VATICANO - LE PAROLE DELLA DOTTRINA a cura di don Nicola Bux e don Salvatore Vitiello - Un anno di continuità

giovedì, 21 dicembre 2006

Città del Vaticano (Agenzia Fides) - Il 22 dicembre 2005, esattamente un anno fa, veniva pronunciato il discorso di Sua Santità Benedetto XVI alla Curia romana in occasione della presentazione degli auguri natalizi. Discorso straordinario per ampiezza e respiro, che colpì e, di fatto, è passato alla storia per un passaggio fondamentale sull’ermeneutica del Concilio Ecumenico Vaticano II.
Quello che sia da teologo, sia da Prefetto della Congregazione per la Dottrina della Fede, aveva sostenuto, confortato da un amplissima schiera di noti studiosi, teologi, in particolare dogmatici ecclesiologi, storici e canonisti, il Santo Padre lo ha posto dinanzi alla Chiesa universale.
Il noto passaggio del discorso così diceva: “Emerge la domanda: Perché la recezione del Concilio, in grandi parti della Chiesa, finora si è svolta in modo così difficile? Ebbene, tutto dipende dalla giusta interpretazione del Concilio o - come diremmo oggi - dalla sua giusta ermeneutica, dalla giusta chiave di lettura e di applicazione. I problemi della recezione sono nati dal fatto che due ermeneutiche contrarie si sono trovate a confronto e hanno litigato tra loro. L'una ha causato confusione, l'altra, silenziosamente ma sempre più visibilmente, ha portato frutti. Da una parte esiste un'interpretazione che vorrei chiamare “ermeneutica della discontinuità e della rottura”; essa non di rado si è potuta avvalere della simpatia dei mass-media, e anche di una parte della teologia moderna. Dall'altra parte c'è l'“ermeneutica della riforma”, del rinnovamento nella continuità dell'unico soggetto-Chiesa, che il Signore ci ha donato; è un soggetto che cresce nel tempo e si sviluppa, rimanendo però sempre lo stesso, unico soggetto del Popolo di Dio in cammino. L'ermeneutica della discontinuità rischia di finire in una rottura tra Chiesa preconciliare e Chiesa postconciliare”.
L’ermeneutica della “discontinuità e della rottura” è stata bocciata senza appello. Viene anzi definita come “causa di confusione” e gli effetti di tale confusione sono sotto gli occhi di tutti.
Ma a distanza di un anno quale è stata l’autentica recezione di quella inequivocabile indicazione di metodo del Papa? C’è stata la reale volontà di correggere gli errori e le tendenze? Il linguaggio dei teologi, degli storici e soprattutto dei liturgisti, sta mutando?

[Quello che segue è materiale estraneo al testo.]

Issue #1210, opened 2021-10-08
Cache storage documentation


mfulton26:
# Feature Request

Details on advantages/disadvantages, supported platforms, etc. for the Cache API supported by browsers, etc.

## Motivation Behind Feature

Cordova has some great docs for helping when making decisions on where and how to store data but doesn't currently provide information saved about the Cache API which can be used in some cases instead of IndexedDB. Documenting this will help folks make informed decisions.

## Feature Description

Document Cache API similar to how localStorage, IndexedDb, Web SQL, etc. are documented.

www/docs/en/dev/cordova/storage/storage.md

## Alternatives or Workarounds

Various sites out there have some information about total size limits on iOS, etc. etc. but it is hard to find what applies to apps running inside Cordova/WKWebView.

breautek:
Based on [MDN](https://developer.mozilla.org/en-US/docs/Web/API/Cache), it looks like the Cache API is a service worker feature. I'm pretty sure service workers are **not** supported by the underlying webviews. They are supported in the browser application themselves (e.g. Safari and Chrome) but not the WKWebView / Android System Webview counterpart in which the native apps have access to.

mfulton26:
Yes, if it could be tested and documented that would be very helpful for reference. Especially for iOS.

Shiva903-hue:
Hi, I’d like to work on this issue and contribute documentation around Cache Storage usage in Cordova.

I plan to add a clear, docs-only section explaining:

How Cache Storage is exposed in Cordova WebView (window.caches)

Platform differences and expectations (Android WebView vs iOS WKWebView)

Persistence and eviction caveats

When Cache Storage is appropriate vs when alternatives like IndexedDB should be used

I’ll avoid making assumptions about exact storage limits and will focus on documented behavior and practical guidance.

If this approach looks good, I’m happy to take ownership of the issue and open a PR for it.
Feel free to assign it to me so others don’t duplicate the work.

breautek:
[...]

PR #1455, opened 2026-01-04
docs: document Cache Storage behavior in Cordova WebViews

Shiva903-hue:
This PR adds a Cache Storage subsection to the existing storage documentation.

It summarizes the web-standard Cache Storage API and documents how it behaves
inside Cordova WebViews, with a focus on platform-specific caveats (Android and iOS),
persistence expectations, and guidance on appropriate usage.

This documentation intentionally avoids positioning Cache Storage as a Cordova
feature and instead aligns with existing storage sections.

References #1210

### DIFF
--- a/www/docs/en/dev/cordova/storage/storage.md
+++ b/www/docs/en/dev/cordova/storage/storage.md
@@ -86,65 +86,6 @@ database, and its asynchronous API and search indexes provide performance benefi
 
 IndexedDB is supported by the underlying WebView on all platforms, with known limitations on the `browser` platform.
 
-## Cache Storage
-
-### Overview
-
-The Cache Storage API is a web-standard storage mechanism primarily used for
-storing network request and response pairs. It is commonly used to support
-resource caching and offline-read scenarios, and is often associated with
-Service Worker–based caching strategies.
-
-### Availability in Cordova
-
-Cache Storage is exposed via the standard `window.caches` interface when supported
-by the underlying WebView implementation. Availability and behavior depend entirely
-on the platform WebView, and the API may not be available on all Cordova platforms
-or in all execution contexts.
-
-### Platform behavior and caveats
-
-Behavior of Cache Storage in Cordova applications can differ from typical desktop
-browser environments:
-
-- **Android (Chromium WebView):** Behavior is generally similar to Chrome, but may
-  vary depending on the WebView version shipped with the device.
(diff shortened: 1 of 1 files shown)


www/docs/en/dev/cordova/storage/storage.md
```diff
@@ -187,6 +188,66 @@ For more information, see:
...
+The Cache Storage API is a web-standard storage mechanism primarily used for
+storing network request and response pairs. It is commonly used to support
+resource caching and offline-read scenarios, and is often associated with
+Service Worker–based caching strategies.
+
+### Availability in Cordova
+
+Cache Storage is exposed via the standard `window.caches` interface when supported
+by the underlying WebView implementation. Availability and behavior depend entirely
+on the platform WebView, and the API may not be available on all Cordova platforms
```
GitToTheHub: `and the API may not be available on all Cordova platforms`: This sounds also, like this has something to do exclusively with Cordova but it's not. Maybe it could be `and the API may not be available on all Cordova supported platforms`

www/docs/en/dev/cordova/storage/storage.md
```diff
@@ -187,6 +188,66 @@ For more information, see:
...
+
+### Platform behavior and caveats
+
+Behavior of Cache Storage in Cordova applications can differ from typical desktop
+browser environments:
+
+- **Android (Chromium WebView):** Behavior is generally similar to Chrome, but may
+  vary depending on the WebView version shipped with the device.
+- **iOS (WKWebView):** Cache Storage persistence is more restrictive, and cached
+  data may be evicted more aggressively by the system.
```
GitToTheHub: What does this mean `is more restrictive` and `cached data may be evicted more aggressively by the system.`. An example would be good to explain, what this means.

www/docs/en/dev/cordova/storage/storage.md
```diff
@@ -187,6 +188,66 @@ For more information, see:
...
+
+- Storing user-generated or business-critical data
+- Data that requires guaranteed persistence across app restarts or updates
+
+For structured or durable data storage, consider using IndexedDB instead.
+
+
+### References
+
+- [MDN: Cache Storage API](https://developer.mozilla.org/en-US/docs/Web/API/CacheStorage)
```
GitToTheHub: I would write
- [MDN: CacheStorage API](https://developer.mozilla.org/en-US/docs/Web/API/CacheStorage) - Handles all caches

L’impressione è che ci sia ancora moltissimo lavoro da compiere e che le resistenze alla “conversione di mentalità” siano ancora molte. Come ricordato autorevolmente dal Santo Padre, il “rinnovamento” è parte costitutiva “dell’unico soggetto-Chiesa”, dunque con viva gratitudine allo Spirito che continuamente rinnova e rende giovane e bella la Chiesa, dobbiamo tutti ringraziare per quello straordinario evento che fu il Concilio Ecumenico Vaticano II. Esso tuttavia necessita ancora di un’attenta recezione che eviti accuratamente tutte quelle “tentazioni” (e più che tentazioni) di discontinuità che hanno caratterizzato, e talvolta predominato, la sua prima recezione.
Sembra necessario ed urgente che nascano e si sviluppino, con il contributo di tutti, “scuole di ermeneutica della continuità”, perché le giovani generazioni, soprattutto di teologi e sacerdoti, non abbiano a patire le ferite e lo scandalo della confusione generata in questi quaranta anni dall’ermeneutica “della rottura”.
Se rottura deve esserci, sia quella nei confronti degli schemi mondani di “progressisti e conservatori”, o politici di “destra e sinistra” che nel Corpo ecclesiale non hanno alcun senso e che manifestano un preoccupante cedimento “alla mentalità di questo mondo” ed una strana dimenticanza, una macro-amnesia, della reale identità del corpo ecclesiale.
L’ermeneutica della discontinuità e della rottura non ha più cittadinanza né nella Chiesa né nella storiografia del Concilio e, nonostante sia ancora sostenuta da influenti scuole di pensiero e mediante importanti mezzi di ricerca ed economici, è destinata al fallimento. La verità, al contrario, è capace di camminare su gambe apparentemente fragili ed insicure, ma che sanno andare lontano, ben oltre tutti i mezzi ed i poteri di questo mondo.
A distanza di un anno da quello storico discorso, è necessaria una grande opera corale per fare dell’indicazione inequivocabile del Santo Padre Benedetto XVI, l’autentico criterio di discernimento in ogni ambito della vita della Chiesa: dalla teologia alla pastorale, dalla liturgia alla storia, dalla catechesi alla carità, alla cultura ed alla missione, tutto deve essere permeato dalla sana recezione del Concilio Ecumenico Vaticano II, innanzitutto dei testi, nei quali il Concilio vive ed è consegnato ai secoli ed alla storia. L’unica legittima ermeneutica è rimasta, ne siamo certi, quella “della riforma” nella continuità perenne dell’unico soggetto-Chiesa. (Agenzia Fides 21/12/2006; righe 54, parole 727)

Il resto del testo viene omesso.